WILLIAM LEWIS
Artist Statement
The “peculiar miracle” of painting (as Philip Guston once described it) is that pushing colored dirt around a flat surface can, in all its crude bluntness or sumptuous finesse, restore the mundane physical world to us anew. In its uncanny, mysterious alchemy, painting arrests our attention, asking us to attend to the familiar appearance of things seen but edging toward invisibility in plain sight, calling upon the viewer to stop and look, to be blindsided by a sudden shock of recognition. In this recent series entitled House Contents Grounds I have sought to recapture a lost time and place. This arose from the unlikely rediscovery, in a box of junk, of a twenty five year old video tape made on a visit to my ancestral home in Alabama.
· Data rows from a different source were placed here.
PR #1560, opened 2019-10-07
Unregister events for TG and DB guild instances

ajrb:
So they are correctly garbage collected and guild halls are not erroneously revealed after load/new game.

Supercedes PR #1559.

-----
Previously, Thieves Guild or Dark Brotherhood instances were never garbage collected because PlayerGPS and StreamingWorld kept strong references to them through events OnEnterLocationRect and OnAvailableLocationGameObject. This, because unsubscribing to these events took place in both class destructors, so, to summarize, it never happened.

This resulted in the following behavior: if you loaded a savegame with a character who was a member of any of these guilds, then loaded another savegame from another character who wasn't, you would still discover the guild hideouts using the automap.

Unfortunately, any game saved prior to this fix may still have the guilds available on the automap, this because all discovered buildings are saved.

### DIFF
--- a/Assets/Scripts/Game/Guilds/DarkBrotherhood.cs
+++ b/Assets/Scripts/Game/Guilds/DarkBrotherhood.cs
@@ -189,6 +189,11 @@ namespace DaggerfallWorkshop.Game.Guilds
             RevealGuildHallOnMap();
         }
 
+        override public void Leave()
+        {
+            UnregisterEvents();
+        }
+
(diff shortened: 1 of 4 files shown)


ajrb:
@df-ferital argues that adding leave function to guilds has value, so closing my approach in favour of his.

ajrb:
Seems after testing that a combination of both approaches is needed, so updated and reopened this PR.

df-ferital:
I don't think this is needed, see my comment on my own PR.

ajrb:
Combined into #1559, so closing again.

PR #1561, opened 2019-10-09
Don't attempt to create textures for non existant images with zero width/height

ajrb:
This allows virtual assets (i.e. don't exist in vanilla files) to be replaced by mods. I am using it to allow extra images for the horses neck to be contributed by other mods and used by R&R mod, even though none exist in vanilla DF.

### DIFF
--- a/Assets/Scripts/Utility/ImageReader.cs
+++ b/Assets/Scripts/Utility/ImageReader.cs
@@ -378,7 +378,7 @@ namespace DaggerfallWorkshop.Utility
             imageData.height = dfBitmap.Height;
 
             // Create Texture2D
-            if (createTexture)
+            if (createTexture && imageData.width > 0 && imageData.height > 0)
             {
                 // Get colors array
                 Color32[] colors = GetColors(imageData);


TheLacus:
`ImageReader.GetImageData` first accesses file from classic assets path

```
TextureFile textureFile = new TextureFile(Path.Combine(dfUnity.Arena2Path, filename), FileUsage.UseMemory, true);
textureFile.LoadPalette(Path.Combine(dfUnity.Arena2Path, textureFile.PaletteName));
dfBitmap = textureFile.GetDFBitmap(record, frame);
```

and only then create a texture from it. A bitmap with resolution 0x0 is the result of a failure to validate asset file rather than an intended situation to be found in.

Can you provide more context on why this is needed? Custom textures can already be imported directly with the `TextureReplacement` class.

ajrb:
Yes - it's the accessing of the classic assets path bit if the texture was not actually a classic asset. It still tries, and fails, to create a texture when no replacement is found because createTexture flag is not set to false. Since dfBitmap is empty as there was never a classic asset with this name, the texture creation logs an error. This change makes it so that it doesn't try to create a texture from an empty dfBitmap and so not log the error.

The reason I want to do this is to support virtual assets that mods can optionally use, which can then be replaced in other mods. The specific case is for the extra neck for enhanced riding, by default my mod reuses part of the existing asset, but if a mod replaces using certain filenames, it uses those instead. It does this by trying to load the image and then uses it if the texture is not null.

Maybe there's a better way to achieve this, that's why I wanted you to review it.

ajrb:
Well, I wrote an explanation. Then I re-read what you said and facepalmed! I'm a bone headed idiot. Got so wrapped up with what I was doing and simply never stepped back and thought why don't I just get the replacement image.

Thanks TheLacus. God I feel stupid now...

PR #1562, opened 2019-10-09
Enable guild modding

ajrb:
* **Extract IGuild interface and use it instead of Guild abstract class** - This will allow mods to be more easily created with guild implementations that deviate from default vanilla guild behaviour. Note there are still some constraints, like 9 rank based etc.

* **Allow vanilla guilds to be overridden** - by registering a new implementation extended from core or completely new implementations.

* **Move save/new event unregistering into guild classes** - This is so that GuildManager.ClearMembershipData() does not call Leave() to unregister the guild events. This is because the clear method is for clearing memberships while loading etc (happens twice) and is not for when the player is actually leaving the guild. If mods add behaviour for leaving, it should not be initiated when just saving/loading/new game etc. Now only RemoveMembership calls Leave() so this is the case.

### DIFF
--- a/Assets/Scripts/Game/Guilds/DarkBrotherhood.cs
+++ b/Assets/Scripts/Game/Guilds/DarkBrotherhood.cs
@@ -80,16 +80,6 @@ namespace DaggerfallWorkshop.Game.Guilds
 
         #region Guild Membership and Faction
 
-        public DarkBrotherhood()
-        {
-            RegisterEvents();
-        }
-
-        ~DarkBrotherhood()
-        {
-            UnregisterEvents();
-        }
-
         public static int FactionId { get { return factionId; } }
 
         public override int GetFactionId()
--- a/Assets/Scripts/Game/Guilds/DarkBrotherhood.cs
+++ b/Assets/Scripts/Game/Guilds/DarkBrotherhood.cs
@@ -241,7 +241,7 @@ namespace DaggerfallWorkshop.Game.Guilds
 
         #region Serialization
 
-        internal override void RestoreGuildData(GuildMembership_v1 data)
+        public override void RestoreGuildData(GuildMembership_v1 data)
         {
             base.RestoreGuildData(data);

My grandmother had scrawled upon it “Bill made this” and put it in my suitcase. Because I thought of it then as something made out of curiosity at how a camcorder worked, it was tucked away and forgotten about it. Viewing the imagery again felt like a revelation: something akin to Proust’s Marcel tasting the madeleine near the opening of Swann’s Way. Though the content was mundane, the effect on me was profound, and I set out to place myself once again in that long ago context – through the act of painting.
No matter how outwardly absurd, damaged, humdrum, distant or forlorn, the sheer fathomless variety of the world demands we be patient witnesses, gleaners of its unsung splendors.